# Task to carry out:
Repeat the data below exactly, with every entry included.

(Dataset entries)
# # #

PR #2301, opened 2024-10-14
feat(rpc): Introduce `starknet_getMessagesStatus`

### LINKED ISSUE #2182: JSON-RPC 0.8.0: `starknet_getMessagesStatus` method

### LINKED ISSUE #2243: Introduce `L1BlockNumber` struct for Ethereum block numbers
Using `BlockNumber` struct for L1 blocks as well as L2 blocks can cause confusion. 

Given it’s just a wrapper around `u64`, It wouldn’t hurt to have an `L1BlockNumber` as well so Ethereum blocks are clearly distinguished from Starknet’s in both interfaces and logic.

t00ts:
Introduce `starknet_getMessagesStatus`

Also introduces new `L1BlockNumber` for L1 block numbers to avoid confusion, as well as `L1TransactionHash`.

Closes #2243
Closes #2182


crates/storage/src/params.rs
```diff
@@ -141,6 +144,13 @@ to_sql_builtin!(
     u8
 );
 
+impl ToSql for L1TransactionHash {
+    fn to_sql(&self) -> rusqlite::types::ToSqlOutput<'_> {
+        use rusqlite::types::{ToSqlOutput, ValueRef};
+        ToSqlOutput::Borrowed(ValueRef::Blob(self.as_bytes()))
+    }
+}
+
```
kkovaacs, line 153: Do we actually need this? Seems redundant now that we don't actually store these in storage.

crates/ethereum/src/lib.rs
```diff
@@ -36,11 +49,27 @@ pub mod core_addr {
...
+    pub mod sepolia {
+        use super::{BlockNumber, L1BlockNumber};
+        /// The first v0.13.2 block number
+        pub const FIRST_V0_13_2_BLOCK: BlockNumber = BlockNumber::new_or_panic(86_311);
+        /// The first L1 block number with a state update corresponding to
+        /// v0.13.2 of Starknet
+        pub const FIRST_L1_BLOCK_STARKNET_V0_13_2: L1BlockNumber =
+            L1BlockNumber::new_or_panic(6_453_990);
+    }
 }
```
kkovaacs, line 73: I think we no longer use these.

crates/rpc/src/method/get_messages_status.rs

# # #

# Reply to the task:
PR #2301, opened 2024-10-14
feat(rpc): Introduce `starknet_getMessagesStatus`

### LINKED ISSUE #2182: JSON-RPC 0.8.0: `starknet_getMessagesStatus` method

### LINKED ISSUE #2243: Introduce `L1BlockNumber` struct for Ethereum block numbers
Using `BlockNumber` struct for L1 blocks as well as L2 blocks can cause confusion. 

Given it’s just a wrapper around `u64`, It wouldn’t hurt to have an `L1BlockNumber` as well so Ethereum blocks are clearly distinguished from Starknet’s in both interfaces and logic.

t00ts:
Introduce `starknet_getMessagesStatus`

Also introduces new `L1BlockNumber` for L1 block numbers to avoid confusion, as well as `L1TransactionHash`.

Closes #2243
Closes #2182


crates/storage/src/params.rs
```diff
@@ -141,6 +144,13 @@ to_sql_builtin!(
     u8
 );
 
+impl ToSql for L1TransactionHash {
+    fn to_sql(&self) -> rusqlite::types::ToSqlOutput<'_> {
+        use rusqlite::types::{ToSqlOutput, ValueRef};
+        ToSqlOutput::Borrowed(ValueRef::Blob(self.as_bytes()))
+    }
+}
+
```
kkovaacs, line 153: Do we actually need this? Seems redundant now that we don't actually store these in storage.

crates/ethereum/src/lib.rs
```diff
@@ -36,11 +49,27 @@ pub mod core_addr {
...
+    pub mod sepolia {
+        use super::{BlockNumber, L1BlockNumber};
+        /// The first v0.13.2 block number
+        pub const FIRST_V0_13_2_BLOCK: BlockNumber = BlockNumber::new_or_panic(86_311);
+        /// The first L1 block number with a state update corresponding to
+        /// v0.13.2 of Starknet
+        pub const FIRST_L1_BLOCK_STARKNET_V0_13_2: L1BlockNumber =
+            L1BlockNumber::new_or_panic(6_453_990);
+    }
 }
```
kkovaacs, line 73: I think we no longer use these.

crates/rpc/src/method/get_messages_status.rs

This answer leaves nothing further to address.